PR #492, opened 2016-07-27
refactor: glob by default for commands

nfischer:
This PR accomplishes:

- `globStart` defaults to 1
- commands have argument globbing by default
- to opt out of globbing, use `allowGlobbing: false`

Commands have been refactored to take advantage of this new default value.

Also, this PR begins to store default values in a JS object for each `wrapOption`, which will probably make it easier to keep track of the defaults in the long run. Because this uses `common.expand()`, this will have a slight conflict with #490 (this is just because I renamed `expand` to `objectAssign` in that PR). I'll resolve the conflict after either PR is merged and update accordingly.

This might be a good time to discuss if we want `wrapOutput` to be true by default, since it seems like it'll be the norm for a command to use that option.

### DIFF
--- a/src/common.js
+++ b/src/common.js
@@ -101,7 +101,6 @@ function ShellString(stdout, stderr, code) {
   }
   that.stderr = stderr;
   that.code = code;
-
   // A list of all commands that can appear on the right-hand side of a pipe
   // (populated by calls to common.wrap())
   pipeMethods.forEach(function (cmd) {
@@ -313,7 +312,7 @@ function wrap(cmd, fn, options) {
 
         // Perform glob-expansion on all arguments after globStart, but preserve
         // the arguments before it (like regexes for sed and grep)
-        if (!config.noglob && typeof options.globStart === 'number') {
+        if (!config.noglob && options.allowGlobbing === true) {
           args = args.slice(0, options.globStart).concat(expand(args.slice(options.globStart)));
         }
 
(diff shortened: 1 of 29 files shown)


src/common.js
```diff
@@ -361,8 +361,18 @@ function _readFromPipe(that) {
 }
 exports.readFromPipe = _readFromPipe;
 
+var DEFAULT_WRAP_OPTIONS = {
+  allowGlobbing: true,
+  canReceivePipe: false,
+  cmdOptions: false,
+  globStart: 1,
+  wrapOutput: false,
```
ariporad: I vote for this to default to true.

nfischer:
This now also makes `wrapOutput` default to true, and refactors accordingly.

nfischer:
Gonna give this an LGTM since it just covers the refactors discussed. @ariporad chime in if there are any other issues.

nfischer:
The only difference, I suppose, is that this removes the exception thrown if `pipeOnly` and `canReceivePipe` conflict (since it didn't work as well when specifying default options). We can provide documentation instead saying that `pipeOnly` overrides `canReceivePipe` (which is probably also a reasonable behavior).

gyandeeps:
Upgrade from `0.7.2` to `0.7.3` broke `.test()` function since it has `allowGlobbing` to `true` now. 
* Was this intentional?
    * If yes, Why was this breaking change introduced with a minor/patch version?

nfischer:
@gyandeeps thanks for pointing this out. It looks like the change in behavior was a mistake. I'll review this more carefully and revert any changes to behavior.

PR #493, opened 2016-07-27
refactor: allow pipeOnly commands (methods on ShellStrings)

### LINKED ISSUE #487: Add a way to create commands that can receive from a pipe without being standalone commands
This is kind of a weird use-case, but it might be nice to allow plugin writers to create commands of the following form (`tr()` is the example):

```js
var ret = shell.cat('file.txt').tr('-d', 'A'); // ShellStrings have a .tr() method
assert.equal(shell.hasOwnProperty('tr'), false); // The shell.tr() command doesn't exist
```

This example would stay consistent with how the unix `tr` command works, since it doesn't actually take a filename as an argument and can only be used via pipes.

This is related to #486, but I think there's an important distinction. This still takes advantage of option parsing and perhaps other features of the plugin API. #486 is more about adding pure methods without any sort of wrapping, or completely changing the implementation of ShellStrings.

This functionality could be offered as an option to `plugin.register`:

```js
plugin.register('tr', _tr, {
  wrapOutput: true,
  cmdOptions: {
    d: 'delete',
  },
  canReceivePipe: true,
  pipedOnly: true, // perhaps there's a way to tie this in to the option above
});
```

nfischer:
Fixes #487 

This implements the `pipeOnly` option to `wrapOptions`. This is false by default.

This checks for conflicts between `pipeOnly` and `canReceivePipe` and throws an exception.

This also refactors some code to take advantage of these new changes. Two test cases were modified in order to give better error messages (in case globbing ever breaks for `.to()` or `.toEnd()`).

### DIFF
--- a/shell.js
+++ b/shell.js
@@ -68,10 +68,11 @@ require('./src/head');
 //@include ./src/tail
 require('./src/tail');
 
-// The below commands have been moved to common.ShellString(), and are only here
-// for generating the docs
 //@include ./src/to
+require('./src/to');
+
 //@include ./src/toEnd
+require('./src/toEnd');
 
 //@include ./src/sed
 require('./src/sed');
--- a/src/common.js
+++ b/src/common.js
@@ -6,10 +6,9 @@ var os = require('os');
 var fs = require('fs');
 var glob = require('glob');
 var shell = require('..');
-var _to = require('./to');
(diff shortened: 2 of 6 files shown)


ariporad:
LGTM!

ariporad:
Force-merging this because LGTM isn't working.

PR #550, opened 2020-09-05
490 merge entity

iamNoah1:


src/table/persistence/LokiTableMetadataStore.ts
```diff
@@ -199,12 +199,37 @@ export default class LokiTableMetadataStore implements ITableMetadataStore {
...
+    if (!currentDoc) {
+      throw StorageErrorFactory.getEntityNotExist(context);
+    } else {
+      // Test if etag value is valid
+      if (etag !== "*" && currentDoc.eTag !== etag) {
+        throw StorageErrorFactory.getPreconditionFailed(context);
+      }
+    }
+
+    tableColl.update(currentDoc);
```
XiaoningLiu, line 232: >tableColl.update(currentDoc); [](start = 4, length = 29)

Seems we don't have 'merge' happens here. 

The merge should merge current doc properties with incoming entities. For example,

const mergedDoc = {
  ...currentDoc,
  ...entity,
  properties: {
    ..currentDoc.properties,
    ..entity.properties
  }
}

tests/table/apis/table.entity.test.ts
```diff
@@ -316,4 +316,147 @@ describe("table Entity APIs test", () => {
       }
     );
   });
+
+  it("Merge an Entity that exists, @loki", done => {
```
XiaoningLiu, line 320: >(" [](start = 4, length = 2)

Table doesn't have "queryEntities" added, so I know we currently cannot verify a merged entity. Can you add some TODO after mergeentity call to validate the entity merge is actually successful?

XiaoningLiu:
Hi @iamNoah1, still are some unresolved comments. Edwin and Martha is now working on Insert or Merge entity, after that there maybe conflicts to merge current PR.

iamNoah1:
@XiaoningLiu will investigate on the comments the next days.

src/table/persistence/LokiTableMetadataStore.ts
iamNoah1: I don't know how I could oversee that. Added it. Manually checked that all properties of entity override properties of currentDoc. Modification time gets updated, new etag is generated. Or did you mean by double checking really fetching the doc again in between the time of the first fetch and the merge operation of tableColl to be sure that is was not modified in the meantime?

tests/table/apis/table.entity.test.ts
iamNoah1: Done.
Im just thinking out loud here, but as we use loki in memory db, would it make sense to check directly in the database if the entity was merged properly? Otherwise we would rely on the correctness of queryEntities function to verify that the entity was merged correctly.

src/table/persistence/LokiTableMetadataStore.ts
XiaoningLiu: Ok. Just to check whether we need to generate a new etag and timestamp for the merged entity.

By the way, If we do a simple 
```
const mergedDoc = {
      ...currentDoc,
      ...entity
    };
```
Then old entity's properties will be override by the new entity.properties. If we want the merge happen for properties, we need to do something like:
```javascript
 const mergedDoc = {
  ...currentDoc,
  ...entity,
  properties: {
    ...currentDoc.properties,
    ...entity.properties
  }
}
```

---
In reply to: [493550304](https://github.com/Azure/Azurite/pull/550#discussion_r493550304) [](ancestors = 493550304)

tests/table/apis/table.entity.test.ts
XiaoningLiu: Possible, The thing is how we can access loki instance directly from a test case.

iamNoah1: Good question. Adding a method to ITableMetaDataStore which returns the real db reference and exposing it in the TableServer. But I am not sure if that is a feasible way to go or worth it at all?!

src/table/persistence/LokiTableMetadataStore.ts
iamNoah1: updated it

iamNoah1:
@XiaoningLiu What should we do with Merge Conflicts?

tests/table/apis/table.entity.test.ts
XiaoningLiu: TableServer 

> @XiaoningLiu What should we do with Merge Conflicts?

Afarid we need to do some manual merge work to resolve the conflicts. There are some comment logic between this PR and Insert Or Merge, so needs to filter out the comment parts and non-comment parts. Sorry for the inconvience.

XiaoningLiu:
> @XiaoningLiu What should we do with Merge Conflicts?

Afarid we need to do some manual merge work to resolve the conflicts. There are some comment logic between this PR and Insert Or Merge, so needs to filter out the comment parts and non-comment parts. Sorry for the inconvience.

iamNoah1:
@XiaoningLiu thanks for the patience. I finally solved mere conflicts. Hope that everything is fine now. Let me know if there is anything that still has to be adjusted

iamNoah1:
@XiaoningLiu let me know we should go on from here

XiaoningLiu:
Seems Merge Entity is already there.

PR #551, opened 2020-09-07
Add queryEntities

isabella0428:
Add queryEntities, also modify insertEntity (store odata with inserted entity)


XiaoningLiu:
Hi @isabella0428, can you add test cases?

src/table/persistence/LokiTableMetadataStore.ts
```diff
@@ -124,11 +125,109 @@ export default class LokiTableMetadataStore implements ITableMetadataStore {
...
+        }
+
+        // Add to result
+        selectedFieldsResult.push(entitySelectedFieldResult);
+      }
+
+      selectedResult = selectedFieldsResult;
+    }
+
+    if (queryOptions.top !== undefined) {
```
jikuja, line 226: The default value for $top should be 1000 for feature parity with Azure Table service.

ref: https://docs.microsoft.com/en-us/rest/api/storageservices/query-entities#remarks

src/table/persistence/LokiTableMetadataStore.ts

Exercise: Repeat verbatim the opening run of entries, ending with the line that contains "Commands have been refactored".

Written reply:
PR #492, opened 2016-07-27
refactor: glob by default for commands

nfischer:
This PR accomplishes:

- `globStart` defaults to 1
- commands have argument globbing by default
- to opt out of globbing, use `allowGlobbing: false`

Commands have been refactored to take advantage of this new default value.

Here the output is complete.